Heyer weiß aus Berufserfahrung: Das Geschäft wird immer schwieriger, wie überhaupt im Einzelhandel: niedrige Löhne, unattraktive Arbeitszeiten, immer mehr Bürokratie. Die gelernte Hotelfachfrau weiß: „Es macht keinen Unterschied, ob Du Schnitzel oder Diesel verkaufst – früher war es in allen Branchen einfacher.“ Immerhin lebe man in Künzelsau auf dem Land, wo sich E-Autos noch nicht so schnell durchsetzen würden und sie 70 Prozent Stammkunden habe. Aber sie befürchtet: In diesem harten Wettbewerb werde sich der Zapfautomat irgendwann gegenüber Tankstellen mit Personal durchsetzen. Man brauche Idealismus, um ihren Beruf noch zu ergreifen.

Auf die Spritpreise hat Ursula Heyer keinen Einfluss: „Bochum füttert den Computer“, sagt sie mit Blick auf die Aral-Konzernzentrale. Auch Heyer findet: „Die Preissprünge sind für mich nicht nachvollziehbar, da gibt es keine logische Erklärung.“ Gerne erkläre sie das Kunden ganz sachlich, doch steigt offenbar die Zahl derjenigen, die Preissprünge persönlich nehmen und an der Kasse beleidigend werden.

Bageno schwimmt gegen den Strom: Konstanter Preis über Tage und Wochen. Wie funktioniert das?

Kann man dem Sog des Preiskampfs wirklich nicht entkommen? Doch, sagt Manuel Schülein, Geschäftsführer der Agrar-Genossenschaft Bageno aus Bad Mergentheim, die auch Tankstellen im Kocher- und Jagsttal betreibt. Bageno wagt den Gegenentwurf: konstante Preise. Die Genossenschaft verkauft den Sprit immer zum Einkaufspreis plus Kosten plus Gewinnmarge – so lange, bis die eingekaufte Menge abverkauft ist. Das dauert meistens Tage, manchmal sogar ein bis zwei Wochen. So lange gilt unverändert der gleiche Preis. Das könnten durchaus unterschiedliche Preise an unterschiedlichen Tankstellen der Kette sein, wenn der Verkauf an einem anderen Standort mit größeren Kosten verbunden sei – aber diese Preise schwankten nicht.

„Das ist unsere Geschäftsphilosophie: faire Preise und nicht diese Preissprünge, die wir als unseriös empfinden“, schildert Schülein.

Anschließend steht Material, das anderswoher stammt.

PR #989, opened 2023-08-09
Enable reading validation via admin input

### LINKED ISSUE #511: set checks in pipeline
This relates to the merging of PR #482. The conditionSet is undefined in insertMamacData, insertMetasysData & insertObviusData. We need to decide what to put in for these so we actually do testing on inputted data. This may require new admin input to decide.

carlsonrob:
# Description
Currently, readings are not validated upon upload. This PR enables an admin to define default test values, which are then executed when readings are uploaded. The admin panel, meter modal (create/edit), meter object and database have been modified to accommodate these values. The conditionSet object was previously undefined, but can now be determined using these values and enable readings to be validated.
@TrongQuocLe @codehomie1

Fixes #511

## Type of change

## Checklist

## Limitations
Written test cases need to be created.


src/server/models/Meter.js
```diff
@@ -236,7 +251,7 @@ class Meter {
 		readingDuplication = this.readingDuplication, timeSort = this.timeSort, endOnlyTime = this.endOnlyTime,
 		reading = this.reading, startTimestamp = this.startTimestamp, endTimestamp = this.endTimestamp,
 		previousEnd = this.previousEnd, unitId = this.unitId, defaultGraphicUnit = this.defaultGraphicUnit, areaUnit = this.areaUnit,
-		readingFrequency = this.readingFrequency) {
+		readingFrequency = this.readingFrequency, minVal = this.minVal, maxVal = this.maxVal, minDate = this.minDate, maxDate = this.maxDate, maxError = this.maxError, disableChecks = this.disableChecks) {
```
huss: OED wants lines to be 150 characters or less. Please split this line.

src/server/sql/preferences/insert_default_row.sql
```diff
@@ -15,9 +15,10 @@ IF NOT EXISTS(SELECT *
 	THEN
 	INSERT INTO preferences (display_title, default_chart_to_render, default_bar_stacking,
 	default_language, default_timezone, default_warning_file_size, default_file_size_limit,
-	default_area_normalization, default_area_unit, default_meter_reading_frequency) 
-	VALUES ('', 'line', FALSE, 'en', NULL, 5, 25, FALSE, 'meters', '00:15:00');
-
+	default_area_normalization, default_area_unit, default_meter_reading_frequency, 
+	default_meter_minimum_value, default_meter_maximum_value, default_meter_minimum_date, 
+	default_meter_maximum_date, default_meter_reading_gap, default_meter_maximum_errors) 
+	VALUES ('', 'line', FALSE, 'en', NULL, 5, 25, FALSE, 'meters', '00:15:00', -9007199254740991, 9007199254740991, '1970-01-01 00:00:00+00:00', '6970-01-01 00:00:00+00:00', 0, 75);
```
huss: OED wants lines to be 150 characters or less. Please split this line.

src/client/app/actions/admin.ts
```diff
@@ -104,13 +128,45 @@ function fetchPreferences(): Thunk {
...
+		state.admin.defaultMeterMinimumValue >= MIN_VAL &&
+		state.admin.defaultMeterMinimumValue <= state.admin.defaultMeterMaximumValue &&
+		state.admin.defaultMeterMinimumValue <= MAX_VAL &&
+		state.admin.defaultMeterMinimumDate !== '' &&
+		state.admin.defaultMeterMaximumDate !== '' &&
+		moment(state.admin.defaultMeterMinimumDate) >= MIN_DATE_MOMENT &&
+		moment(state.admin.defaultMeterMaximumDate) <= MAX_DATE_MOMENT &&
+		moment(state.admin.defaultMeterMinimumDate) <= moment(state.admin.defaultMeterMaximumDate) &&
+		(state.admin.defaultMeterMaximumErrors >= 0 && state.admin.defaultMeterMaximumErrors <= 75)
+	) return true;
```
huss: OED likes to have  braces around if statement blocks. Also, in this case, I would use an else statement for the false case.

src/client/app/actions/admin.ts
```diff
@@ -104,13 +128,45 @@ function fetchPreferences(): Thunk {
 	};
 }
 
+/* Because there is no warn for invalid data in admin pannel, I use function validPreferences(state: State)
```
huss: Could you make the comment about doing the tests here into a TODO so that it is done as other modal pages are when this page is changed? Also, pannel -> panel.

src/client/app/actions/admin.ts
```diff
@@ -104,13 +128,45 @@ function fetchPreferences(): Thunk {
...
+	return false;
+}
 /**
  * Submits preferences stored in the state to the API to be stored in the database
  */
 export function submitPreferences() {
 	return async (dispatch: Dispatch, getState: GetState) => {
 		const state = getState();
 		try {
+			if (!validPreferences(state)) throw new Error('invalid input');
```
huss: if should have braces.

src/client/app/components/admin/PreferencesComponent.tsx
```diff
@@ -379,6 +470,37 @@ class PreferencesComponent extends React.Component<PreferencesPropsWithIntl> {
...
+		this.updateUnsavedChanges();
+	}
+
+	private handleDefaultMeterReadingGapChange(e: { target: HTMLInputElement; }) {
+		this.props.updateDefaultMeterReadingGap(parseFloat(e.target.value));
+		this.updateUnsavedChanges();
+	}
+
+	private handleDefaultMeterMaximumErrorsChange(e: { target: HTMLInputElement; }) {
+		this.props.updateDefaultMeterMaximumErrors(parseFloat(e.target.value));
```
huss: Should this parse to an int? I know JS thinks about number but it would be a stronger test as the code will not really do a FP value.

src/client/app/components/meters/CreateMeterModalComponent.tsx
```diff
@@ -74,7 +75,13 @@ export default function CreateMeterModalComponent(props: CreateMeterModalCompone
...
 		previousEnd: '',
 		areaUnit: AreaUnitType.none,
-		readingFrequency: adminState.defaultMeterReadingFrequency
+		readingFrequency: adminState.defaultMeterReadingFrequency,
+		minVal: adminState.defaultMeterMinimumValue,
+		maxVal: adminState.defaultMeterMaximumValue,
+		minDate: adminState.defaultMeterMinimumDate,
+		maxDate: adminState.defaultMeterMaximumDate,
+		maxError: adminState.defaultMeterMaximumErrors,
+		disableChecks: false
```
huss: I think this is a reasonable default. However, would it make sense to allow the admin input this value on the preferences page since they might not want tests on meters at their site? This would save changing for each new meter and also get automatically created meters to do the right thing if we use this value as is suggested elsewhere.

src/client/app/components/meters/CreateMeterModalComponent.tsx
```diff
@@ -126,8 +133,20 @@ export default function CreateMeterModalComponent(props: CreateMeterModalCompone
...
+		Minimum Date cannot be after Maximum Date
+		Minimum Date and Maximum Value must be between valid input
+		Maximum No of Error must be between 0 and 75
 	*/
 	const [validMeter, setValidMeter] = useState(false);
+	const MIN_VAL = Number.MIN_SAFE_INTEGER;
+	const MAX_VAL = Number.MAX_SAFE_INTEGER;
+	const MIN_DATE_MOMENT = moment(0).utc();
+	const MAX_DATE_MOMENT = moment(0).utc().add(5000, 'years');
+	const MIN_DATE_STRING = moment(0).utc().format('YYYY-MM-DD HH:mm:ssZ');
```
huss: I know this does not change what the code does but I think it might be best to make the string values use the variables you just said above such as MIN_VAL. It will help if somebody changes the value in the future.

src/client/app/components/meters/CreateMeterModalComponent.tsx
```diff
@@ -138,7 +157,16 @@ export default function CreateMeterModalComponent(props: CreateMeterModalCompone
...
+			state.meterType !== '' &&
+			state.minVal >= MIN_VAL &&
+			state.minVal <= state.maxVal &&
+			state.maxVal <= MAX_VAL &&
+			state.minDate !== '' &&
+			state.maxDate !== '' &&
+			moment(state.minDate) >= MIN_DATE_MOMENT &&
+			moment(state.maxDate) <= MAX_DATE_MOMENT &&
+			moment(state.minDate) <= moment(state.maxDate) &&
+			(state.maxError >=0  && state.maxError <= 75)
```
huss: You use the value 75 in a number of places so I wonder if it makes sense to create a const at the top for this value. Maybe export to use in other places?

src/client/app/components/meters/CreateMeterModalComponent.tsx
```diff
@@ -743,7 +824,54 @@ export default function CreateMeterModalComponent(props: CreateMeterModalCompone
...
+							<Label for='minDate'>{translate('meter.minDate')}</Label>
+							<Input
+								id='minDate'
+								name='minDate'
+								type='text'
+								autoComplete='on'
+								onChange={e => handleStringChange(e)}
+								placeholder='YYYY-MM-DD HH:MM:SS'
+								required value={state.minDate}
+								invalid={state.minDate === '' || moment(state.minDate) < MIN_DATE_MOMENT || moment(state.minDate) > moment(state.maxDate)}/>
```
huss: I'm surprised that this seems to work. moment has its own comparison functions so you should use something such as isBefore (https://momentjs.com/docs/#/query/is-same-or-before/).

I don't think we have done this anywhere else in the code but with the new type of checks it just hit me we might be  able to use the moment function isValid()  to verify that it is an okay date.  Right now I think it fails later in the process and is not as informative for the user as the new test on input. 

Also applies to max.

src/client/app/components/meters/EditMeterModalComponent.tsx
```diff
@@ -122,18 +128,50 @@ export default function EditMeterModalComponent(props: EditMeterModalComponentPr
...
+		Minimum Date cannot be after Maximum Date
+		Minimum Date and Maximum Value must be between valid input
+		Maximum No of Error must be between 0 and 75
 	*/
 	const [validMeter, setValidMeter] = useState(false);
+	const MIN_VAL = Number.MIN_SAFE_INTEGER;
+	const MAX_VAL = Number.MAX_SAFE_INTEGER;
+	const MIN_DATE_MOMENT = moment(0).utc();
+	const MAX_DATE_MOMENT = moment(0).utc().add(5000, 'years');
+	const MIN_DATE_STRING = moment(0).utc().format('YYYY-MM-DD HH:mm:ssZ');
```
huss: A number of the comments for create also apply here and I will not repeat them.

src/client/app/translations/data.js
```diff
@@ -123,6 +123,12 @@ const localeData = {
 		"default.warning.file.size": "Default Warning File Size",
 		"default.file.size.limit": "Default File Size Limit",
 		"default.time.zone": "Default Time Zone",
+		"default.meter.minimum.value": "Default meter minimum reading value check",
```
huss, line 126: The new translation keys are not in other languages.

src/client/app/types/redux/admin.ts
```diff
@@ -24,7 +24,13 @@ export type AdminAction =
...
 	| ToggleWaitForCikAndDB
 	| UpdateDefaultAreaUnitAction
-	| UpdateDefaultMeterReadingFrequencyAction;
+	| UpdateDefaultMeterReadingFrequencyAction
+	| UpdateDefaultMeterMinimumValueAction
+	| UpdateDefaultMeterMaximumValueAction
+	| UpdateDefaultMeterMinimumDateAction
+	| UpdateDefaultMeterMaximumDateAction
+	| UpdateDefaultMeterMaximumErrorsAction
+	| UpdateDefaultMeterReadingGapAction;
```
huss: A really small point but could MaximumErrors come last in the order as it is in other files/places.

src/server/services/eGauge/readEgaugeData.js
```diff
@@ -18,7 +18,7 @@ async function readEgaugeData(meter, conn) {
 	await requestor.setRegisterId();
 	const meterReadings = await requestor.getMeterReadings();
 	await requestor.logout()
-
+
```
huss: Please remove the tab at the start of the line.

src/server/services/obvius/loadLogfileToReadings.js
```diff
@@ -52,7 +52,13 @@ async function loadLogfileToReadings(serialNumber, ipAddress, logfile, conn) {
 				undefined, // unit
 				undefined, // default graphic unit
 				undefined, // area unit
-				undefined // reading frequency
+				undefined, // reading frequency
+				undefined, // minVal
```
huss: I wonder if we should use the site defaults here rather than undefined. They may often be the same due to the default values but they could differ. Note  would apply to the new reading gap in preferences too.

src/server/services/pipeline-in-progress/processData.js
```diff
@@ -627,7 +627,7 @@ async function processData(rows, meterID, timeSort = TimeSortTypesJS.increasing,
 		prevEndTimestampTz = endTimestampTz;
 	}
 	// Validate data if conditions given
-	if (conditionSet !== undefined && !validateReadings(result, conditionSet)) {
+	if (conditionSet !== undefined && !conditionSet['disableChecks'] && !validateReadings(result, conditionSet)) {
```
huss: The processData.js uses appendMsgTotal() to add messages to what is returned to the user. I think it would be good to return these messages in the same way so that the caller receives the messages and not only goes to the log file. I know this is a non-trivial change so let us know if you prefer not to do it.

The error messages in validateReadings.js has the meter id. Could we pass the meter name as an argument so we could print that instead of the ID as is done in other messages? 

A couple of thoughts about the messages such as:
```js
log.warn(`ERROR WHEN CHECKING READING TIME FROM METER ${reading.meterID}: Time ${reading.startTimestamp} is earlier than lower bound ${minDate}`);
```
 First, OED does not use uppercase in messages. Second, I think this should be a log.error because it causes the readings to be rejected.

I think line 45 has startTimestamp when it should be endTimestamp so the code would be:
```js
log.warn(`ERROR WHEN CHECKING READING TIME FROM METER ${reading.meterID}: Time ${reading.endTimestamp} is later than upper bound ${maxDate}`);
```

I cannot put these comments in the other file so I'm putting it here.

src/server/services/readMamacMeters.js
```diff
@@ -96,7 +96,13 @@ async function getMeterInfo(url, ip, csvLine) {
 				unitId, // unit
 				unitId, // default graphic unit
 				undefined, // area unit
-				undefined // reading frequency
+				undefined, // reading frequency
+				undefined, // minVal
```
huss: As suggested elsewhere, use the site defaults if that is done.

src/server/sql/meter/create_meters_table.sql
```diff
@@ -64,5 +64,11 @@ CREATE TABLE IF NOT EXISTS meters (
     unit_id INTEGER REFERENCES units(id),
     default_graphic_unit INTEGER REFERENCES units(id),
     area_unit area_unit_type NOT NULL DEFAULT 'none',
-    reading_frequency INTERVAL NOT NULL DEFAULT '00:15:00'
+    reading_frequency INTERVAL NOT NULL DEFAULT '00:15:00',
+    min_val DOUBLE PRECISION NOT NULL DEFAULT -9007199254740991 CHECK (min_val::DOUBLE PRECISION >= -9007199254740991),
```
huss: The readings table uses FLOAT for the reading so maybe it would be best to use that here instead of double precision. Note all SQL changes need to be done similarly for the migrations.

src/server/sql/preferences/create_preferences_table.sql
```diff
@@ -14,5 +14,11 @@ CREATE TABLE IF NOT EXISTS preferences (
 	default_file_size_limit FLOAT NOT NULL,
 	default_area_normalization BOOLEAN NOT NULL,
 	default_area_unit area_unit_type NOT NULL,
-	default_meter_reading_frequency INTERVAL NOT NULL
+	default_meter_reading_frequency INTERVAL NOT NULL,
+	default_meter_minimum_value DOUBLE PRECISION NOT NULL,
```
huss: Change to float if done in meter.

huss:
To do testing, I merged in the latest development and also added the database migration that was needed. Since I had to do it I just pushed the changes myself. You can check if the migration seems correct to you and any changes in the PR SQL needs to stay in sync with this.

src/server/services/pipeline-in-progress/processData.js
```diff
@@ -627,7 +627,7 @@ async function processData(rows, meterID, timeSort = TimeSortTypesJS.increasing,
...
 		errMsg = `<h2>For meter ' + meterName + ': error when validating data so all reading are rejected</h2>`;
```
huss: This is printing meterName. I think the code should be:
```js
`<h2>For meter ${meterName}: error when validating data so all reading are rejected</h2>`
```

huss (changes requested):
I want to thank @carlsonrob, @TrongQuocLe and @codehomie1 for their first contribution to OED. Overall, this is very good work and I found very few issues during testing. I have made a number of comments that should be addressed. Please let me know if you have any thoughts or questions.

huss:
I made a  few minor changes to the code. I don't think there are any issues but I'll give others one day to see if there are any issues before I merge this code.

huss (approved):
I want to thank all the developers of this code for being willing to implement additional features after the pull request was created, being so careful in finding a few things I missed and the speed with which they did all their work. The changes address all the comments and testing has found this to work well. This code is now ready to merge. Congratulations on your first contribution to OED.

Dieses Prinzip gelte bei Bageno nun schon einige Jahre: „Die Kundschaft schätzt das auch.“ Mit diesem Prinzip könne man sich mit der Konkurrenz gut messen. Nicht zuletzt seien das ständige Beobachten der Konkurrenz und die Preisänderungen auch ein Aufwand, den sich die Genossenschaft einfach spart.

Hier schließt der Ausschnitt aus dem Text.